Detecting and Replacing Failed Disks

» 

Technical documentation

Complete book in PDF
» Feedback
Content starts here

 » Table of Contents

 » Glossary

 » Index

This section describes how to detect disk failures and replace failed disks. It begins with the hot-relocation feature, which automatically attempts to restore redundant Volume Manager objects when a failure occurs.

Hot-Relocation

NOTE: You may need an additional license to use this feature.

Hot-relocation automatically reacts to I/O failures on redundant (mirrored or RAID-5) Volume Manager objects and restores redundancy and access to those objects. The Volume Manager detects I/O failures on objects and relocates the affected subdisks to disks designated as spare disks and/or free space within the disk group. Volume Manager then reconstructs the objects that existed before the failure and makes them redundant and accessible again. See “Hot-Relocation” for more information.

NOTE: Hot-relocation is only performed for redundant (mirrored or RAID-5) subdisks on a failed disk. Non-redundant subdisks on a failed disk are not relocated, but the system administrator is notified of their failure.

Hot-relocation is enabled by default and goes into effect without system administrator intervention when a failure occurs. The vxrelocd hot-relocation daemon detects and reacts to Volume Manager events that signify the following types of failures:

  • disk failure—this is normally detected as a result of an I/O failure from a Volume Manager object. Volume Manager attempts to correct the error. If the error cannot be corrected, Volume Manager tries to access configuration information in the private region of the disk. If it cannot access the private region, it considers the disk failed.

  • plex failure—this is normally detected as a result of an uncorrectable I/O error in the plex (which affects subdisks within the plex). For mirrored volumes, the plex is detached.

  • RAID-5 subdisk failure—this is normally detected as a result of an uncorrectable I/O error. The subdisk is detached.

When such a failure is detected, the vxrelocd daemon informs the system administrator by electronic mail of the failure and which Volume Manager objects are affected. The vxrelocd daemon then determines which subdisks (if any) can be relocated. If relocation is possible, the vxrelocd daemon finds suitable relocation space and relocates the subdisks.

Hot-relocation space is chosen from the disks reserved for hot-relocation in the disk group where the failure occurred. If no spare disks are available or additional space is needed, free space in the same disk group is used. Once the subdisks are relocated, each relocated subdisk is reattached to its plex.

Finally, the vxrelocd daemon initiates appropriate recovery procedures. For example, recovery includes mirror resynchronization for mirrored volumes or data recovery for RAID-5 volumes.
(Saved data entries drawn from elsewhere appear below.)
PR #148, opened 2016-09-30
PDF generated via download icon (needs pdfservice updated to equivale…

kadevgraaf:
…nt branch)

### DIFF
--- a/components/Deck/ContentPanel/ContentActions/ContentActionsFooter.js
+++ b/components/Deck/ContentPanel/ContentActions/ContentActionsFooter.js
@@ -5,6 +5,7 @@ import {connectToStores} from 'fluxible-addons-react';
 import SlideControl from '../SlideModes/SlideControl';
 import expandContentPanel from '../../../../actions/deckpagelayout/expandContentPanel';
 import restoreDeckPageLayout from '../../../../actions/deckpagelayout/restoreDeckPageLayout';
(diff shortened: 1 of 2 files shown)


kadevgraaf:
@Sole-Valero do you wan to record your QA/testing findings and/or screenshots in a new task on JIRA?

Sole-Valero:
Calling the pdf-service to export deck 8, we obtain a pdf, but the content of the exported slides is different from the original ones. It seems like if it is using different font styles, so the layout of  content is not correct. I attacht different images to show the result. 
slide8_2
slidepdf8_2


Also, if the pdf-service is called from a particular slide, it doesnt´t work, answering with error:
{"statusCode":400,"error":"Bad Request","message":"child \"id\" fails because [\"id\" with value \"8-17\" fails to match the required pattern: /^[0-9]+$/]","validation":{"source":"params","keys":["id"]}}

Sole-Valero:
About the error from a particular slide, the request made from the button is incorrect. Now it calls to:
`http://pdfservice.experimental.slidewiki.org/exportPDF/8-17`

But it should call it as:
`http://pdfservice.experimental.slidewiki.org/exportPDF/8?slides=17`

That is:
`ttp://pdfservice.experimental.slidewiki.org/exportPDF/{deckId}?slides=numberSlide`

PR #150, opened 2016-10-03
SWIK-642 Added notifications for empty comment fields

dpaun:
This is a small fix that displays an error when comment title or text are empty.
In the future, we will consider allowing comment title to be empty.


dpaun:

The system administrator is notified of the hot-relocation and recovery actions taken.

If relocation is not possible, the system administrator is notified and no further action is taken. Relocation is not possible in the following cases:

  • If subdisks are not redundant (that is, they do not belong to mirrored or RAID-5 volumes), they cannot be relocated.
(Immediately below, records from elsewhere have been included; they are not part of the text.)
PR #151, opened 2016-10-03
Swik 673 update signup form

abijames:
updated sign up form to improve messaging, accessibility & add organisation field.

### DIFF
--- a/components/User/UserRegistration/UserRegistration.js
+++ b/components/User/UserRegistration/UserRegistration.js
@@ -30,6 +30,13 @@ class UserRegistration extends React.Component {
                         prompt: 'Please enter your last name'
                     }]
                 },
+                organisation: {
+                    identifier: 'organisation',
+                    rules: [{
+                        type: 'empty',
+                        prompt: 'Please enter your organisation'
+                    }]
+                },
                 username: {
                     identifier: 'username',
                     rules: [{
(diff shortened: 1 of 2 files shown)


dpaun:
For this to work, there should be some small changes in the user-service API. @TBoonX (or someone who has worked on the user-service) needs to make modifications to the '/register' handler, and add the 'organization' parameter.

abijames:
Update to user service is done - SWIK-676

kadevgraaf:
Hi @dpaun , @abijames , and @TBoonX 

Should we merge this in master - and thereby included it in the update to stable.slidewiki.org?

abijames:
@kadevgraaf  let me just remind myself what is on this branch...

dpaun:
I'm not sure. As far as I can see, it is already a part of stable.slidewiki.org, but it is not merged into platform.experimental.slidewiki.org.

abijames:
@dpaun is correct. These changes are already on stable.

bwulff:
This has been merged into branch SWAD-26_release_on_stable. Closing PR since we won't merge this into master as it is an interim solution as long as user groups right management is not in place.

We should keep it as an optional feature though! There may be adopters in the future who want to restrict signup in the way this does (e.g. only to their students)

PR #153, opened 2016-10-05
Swik-675 remaking user profile page

TBoonX:
Deleted tabs in my profile view
used thumbnail component in DeckCard

### DIFF
--- a/actions/user/userprofile/removeUser.js
+++ b/actions/user/userprofile/removeUser.js
@@ -18,8 +18,10 @@ export default function removeUser(context, payload, done) {
             } else
                 context.dispatch('DELETE_USER_FAILURE', err);
         } else {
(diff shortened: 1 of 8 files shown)


ali1k:
I still see a redundant '}' after the name of my deck! Could you remove that character?
Can you also check the 'Delete my account' functionality! if it is not implemented yet, can you hide it from the profile?

TBoonX:
I fixed these two bugs.
If a user visits the profile settings page an error is thrown - I will investigate this now

ali1k:
sounds good! let me know when it is ready!

TBoonX:
Its not an error. the console logs a 404 when a user have no decks, which is correct.
Ready to merge! - pulled master again

ali1k:
good! let's merge it then!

  • If enough space is not available (from spare disks and free space) in the disk group, failing subdisks cannot be relocated.
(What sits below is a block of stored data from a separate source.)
PR #154, opened 2016-10-05
Fix IE11 error - SCRIPT1014: Invalid character main.js 

huwf:
The IE issue was a third party identicons library (relied on by identicons-react) which we weren't doing anything on with babel, so it had template strings (with backticks) which IE didn't recognise.

This adds babel to the `node_modules` directory aside from a couple on which it breaks.  Modified in dev.config and prod.config.  Have also moved my webpack code from these files since it is no longer necessary from my point of view, and did the same from `packages.json`.


ali1k:
I was just trying to check this change, but now in my logs I see lots of warnings like:
`[BABEL] Note: The code generator has deoptimised the styling of "/Users/ali/my-nodes/slidewiki-platform/node_modules/immutable/dist/immutable.js" as it exceeds the max of "100KB".
[BABEL] Note: The code generator has deoptimised the styling of "/Users/ali/my-nodes/slidewiki-platform/node_modules/async/dist/async.js" as it exceeds the max of "100KB".
[BABEL] Note: The code generator has deoptimised the styling of "/Users/ali/my-nodes/slidewiki-platform/node_modules/lodash/lodash.js" as it exceeds the max of "100KB".`

Can you check the logs you get from `npm run dev` and `npm run build`?

huwf:
I got that as well, although it's just information rather than a warning.  According to http://stackoverflow.com/questions/35192796/babel-note-the-code-generator-has-deoptimised-the-styling-of-app-js-as-it-exc we can get rid of the message it if we  add a `compact:true` or `compact:false` to Babel depending on whether we want readable output.  I would suggest adding `true` to prod and `false` to dev?  Though it's only an issue in the files in `node_modules` I think

kadevgraaf:
Thanks for you investigation and fixes! 
Ali and me are still looking if there is a solution other than use of compact:true/false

  • If the only available space is on a disk that already contains a mirror of the failing plex, the subdisks in that plex cannot be relocated.

  • If the only available space is on a disk that already contains the RAID-5 plex log plex or one of its healthy subdisks, the failing subdisk in the RAID-5 plex cannot be relocated.

  • If a mirrored volume has a Dirty Region Logging log subdisk as part of its data plex, subdisks belonging to that plex cannot be relocated.

  • If a RAID-5 volume log plex or a mirrored volume DRL log plex fails, a new log plex is created elsewhere (so the log plex is not actually relocated).

You can prepare for hot-relocation by designating one or more disks per disk group as hot-relocation spares. For information on how to designate a disk as a spare, see “Placing Disks Under Volume Manager Control”. If no spares are available at the time of a failure or if there is not enough space on the spares, free space is automatically used.

By designating spare disks, you have control over which space is used for relocation in the event of a failure. If the combined free space and space on spare disks is not sufficient or does not meet the redundancy constraints, the subdisks are not relocated.

After a successful relocation occurs, you need to remove and replace the failed disk (see “Replacing Disks”). Depending on the locations of the relocated subdisks, you can choose to move the relocated subdisks elsewhere after hot-relocation occurs (see “Moving Relocated Subdisks”).

Modifying the vxrelocd Process

Hot-relocation is turned on as long as the vxrelocd process is running. As a rule, leave hot-relocation turned on to take advantage of this feature if a failure occurs. However, if you disable this feature because you do not want the free space on some of your disks used for relocation, you must prevent the vxrelocd process from starting at system startup time.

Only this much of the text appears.